=== Exercise material ===

PR #3307, opened 2026-06-30
feat(pentest): auto-grant one free pentest credit to new organizations

tofikwest:
## Why

From Dan & Dustin (refunds picking up on pentest):

> *"we need to issue credits for their free pentest first, instead of making them do the trial… that way when the free test has been completed, they are choosing to upgrade from that point. Is there a way to auto grant each new org 1 credit for this out the gate?"*

**Root cause of the refunds:** today a new org has **zero** pentest credits, so the only way to run a first pentest is the **Stripe free-trial** checkout, which collects a card up front (`payment_method_collection: 'always'`) and auto-converts to a paid charge after the trial. People entering the trial just to *try* the product get charged before they realize → refund requests.

## What this does

Auto-grants **one free pentest credit** to every new organization at creation. The owner can run their first penetration test **without entering a card**. Once that credit is spent, running another pentest is an explicit, opt-in purchase — exactly the "they choose to upgrade from that point" flow Dustin described.

The credit-consumption plumbing **already existed** and just wasn't being seeded: pentest run creation gates on `BillingEntitlementsService.tryConsumeIncludedUsageForProduct`, which already falls back to the billing-credits wallet when there's no subscription. So this PR only had to **grant** the credit.

## Changes (8 files, +244/-10)

**API**
- `PentestCreditsService.grantInitialTrial()` — idempotent per-org grant (stable key `initial-pentest-trial:<orgId>`) into the **billing-credits wallet** (`billing_credit_balances`), the table the run-creation fallback actually reads. Reuses the existing `initialTrialAmount = 1`.
- `POST /v1/pentest-credits/grant-initial` (owner, `pentest:create`) — thin, idempotent endpoint.

**App (org creation)**
- New helper `grantInitialPentestCredit()` calls the endpoint, **non-fatal** (mirrors the existing trust-portal bootstrap).
- Wired into `create-organization-minimal.ts` (live path, both the fresh-create and reuse-existing-org branches) and `create-organization.ts`, right after the org is set active.

**No frontend change needed** — `getPentestAllowance()` already sums wallet credits, so a credit>0 org sees **"New Scan"** (not the "View plans" paywall) and the run consumes the credit through the existing fallback.

## Notable context for reviewers

- **This deliberately reverses an earlier decision.** An identical free credit used to be granted on org creation; it was removed during the Stripe-trial migration (`f494299f9` → `f7e5e9fdb`). We're bringing it back because the trial replacement is what's generating refunds. Unlike the old code (which wrote to the now-legacy `pentest_credits` table), this writes to `billing_credit_balances` so scan creation can actually see it.
- **Existing orgs are not backfilled** — only new orgs get the credit going forward (matches "each new org out the gate"). A one-time backfill for recent orgs is an easy follow-up if we want it.
- **Idempotent + safe:** stable per-org key means retries / the reuse-org branch never double-grant; the grant call is non-fatal so it can never block org creation.

## ⚠️ Open decision (not changed here — pricing call for Dan/Dustin)

This removes the **main** refund driver (the first pentest is now card-free). But the entry SKU `pentest_monthly_1` still has `trialDays: 14`, so when a customer later subscribes for the **first** time, that subscription still collects a card and auto-charges after 14 days. To *fully* eliminate surprise charges (a clean "subscribe = pay now"), we'd drop `trialDays` from the pentest SKUs. That's a conversion/pricing decision, so I've left it out — happy to do it in a one-line follow-up if you want.

## Testing
- `grantInitialTrial`: grants 1 credit with correct args + stable key; no-op when billing-credits backend absent; never touches the legacy table.
- Controller endpoint: delegates + returns resulting status.
- App helper: POSTs the endpoint; never throws on API error.
- ✅ `apps/api` security-penetration-tests module: **106/106** · app helper vitest: **2/2** · typecheck clean for all changed files.

---
## Summary by cubic
Auto-grants one free pentest credit to every new organization so they can run their first test without a card. This replaces the Stripe trial path that led to surprise charges and refunds.

- **New Features**
  - Added `PentestCreditsService.grantInitialTrial()` to grant 1 credit in `billing_credit_balances` with a stable per-org idempotency key.
  - New POST `/v1/pentest-credits/grant-initial` (owner, `pentest:create`) that returns updated credit status.
  - Eligibility gated to brand-new orgs only (`onboardingCompleted = false`); established orgs are permanently ineligible.
  - Org creation flows call the grant after activation; errors are logged and do not block setup (covers reuse-existing-org).
  - No UI changes; allowance already includes wallet credits and the first scan consumes the credit.

- **Migration**
  - No backfill.
  - Safe to retry; cannot double-grant.

<sup>Written for commit b9e88f00c46c10dfe6c2f1d532616fec759b8729. Summary will update on new commits.</sup>

<a href="https://cubic.dev/pr/trycompai/comp/pull/3307?utm_source=github" target="_blank" rel="noopener noreferrer" data-no-image-dialog="true"><picture><source media="(prefers-color-scheme: dark)" srcset="https://www.cubic.dev/buttons/review-in-cubic-dark.svg"><source media="(prefers-color-scheme: light)" srcset="https://www.cubic.dev/buttons/review-in-cubic-light.svg">Review in cubic</picture></a>


tofikwest:
Good catch — addressed in 199e89053.

The endpoint is a system bootstrap call, but it was gated only by `pentest:create` (held by owner/admin and any API key with that scope). Since existing orgs weren't backfilled with the `initial-pentest-trial:<orgId>` key, any such caller could have minted themselves a one-time free credit. Real billing impact — agreed it's a P1.

**Fix:** `grantInitialTrial` now enforces a server-side eligibility check — it reads `organization.onboardingCompleted` and only grants while the org is still in the creation/onboarding phase. That flag defaults to `false` and only ever flips `false → true` (set by `complete-onboarding`), so:
- New orgs qualify at grant time (the legit flow). ✅
- Established orgs are permanently ineligible — an admin/API-key holder cannot mint a credit for an existing org. ✅
- Combined with the existing stable per-org idempotency key, issuance stays strictly one-time per new org.

Added tests: `already-onboarded org → no grant` and `missing org → no grant` (108/108 pentest module green).

I considered the stronger auth-layer fix (service-token-only, like the Trigger.dev → API calls) but the org-create **server actions** authenticate via session `serverApi`, not service tokens, so that would introduce a new auth pattern in that path. The eligibility gate closes the hole with a much smaller, lower-risk change.

tofikwest:
@cubic-dev-ai review it

tofikwest:
Looked into this one closely — it's a **false positive under our auth config**, so I'm not changing the code. Reasoning, with evidence:

**Why the org resolves freshly (no staleness):**
- For session auth, the API resolves the org *only* from `sessionData.activeOrganizationId` returned by `auth.api.getSession({ headers })` (`hybrid-auth.guard.ts:172,191`). `@OrganizationId()` just returns that — it does not read `x-organization-id` for session auth.
- `activeOrganizationId` lives in the **DB Session row**, not in the cookie. The forwarded cookie only carries the session **token** (identity), which `setActiveOrganization` does not change.
- Our better-auth config has **no `session.cookieCache`** and **no `secondaryStorage`** (`auth.server.ts:585`), so `getSession` reads the session from the **database** every time — returning the `activeOrganizationId` that `setActiveOrganization` just wrote to that same row, *before* this call runs.

So even though `headers()` returns the original request headers, the active-org isn't carried in the cookie — it's read fresh from the DB. No staleness.

**Corroboration:** the immediately-preceding `serverApi.get('/v1/trust-portal/settings')` call uses the identical pattern (forwarded `headers()`, right after `setActiveOrganization`) and reliably bootstraps the trust portal for the *new* org in production. If this staleness were real, that sibling call would already be targeting the wrong org.

**Latent note (not this PR):** if we ever enable `session.cookieCache` for perf, this pattern *and* the trust-portal bootstrap would both need to pass the org explicitly. That'd be a systemic change to the session-auth org-resolution (the guard would need to honor `x-organization-id` with a membership check), affecting every endpoint — out of scope here, and shouldn't be done piecemeal for one call.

=== What the task requires ===
Only an exact copy of the listing above, from its first line up to and including the line with "Auto-grants **one free", counts as the answer.

=== Exercise output ===
PR #3307, opened 2026-06-30
feat(pentest): auto-grant one free pentest credit to new organizations

tofikwest:
## Why

From Dan & Dustin (refunds picking up on pentest):

> *"we need to issue credits for their free pentest first, instead of making them do the trial… that way when the free test has been completed, they are choosing to upgrade from that point. Is there a way to auto grant each new org 1 credit for this out the gate?"*

**Root cause of the refunds:** today a new org has **zero** pentest credits, so the only way to run a first pentest is the **Stripe free-trial** checkout, which collects a card up front (`payment_method_collection: 'always'`) and auto-converts to a paid charge after the trial. People entering the trial just to *try* the product get charged before they realize → refund requests.

## What this does

Auto-grants **one free pentest credit** to every new organization at creation. The owner can run their first penetration test **without entering a card**. Once that credit is spent, running another pentest is an explicit, opt-in purchase — exactly the "they choose to upgrade from that point" flow Dustin described.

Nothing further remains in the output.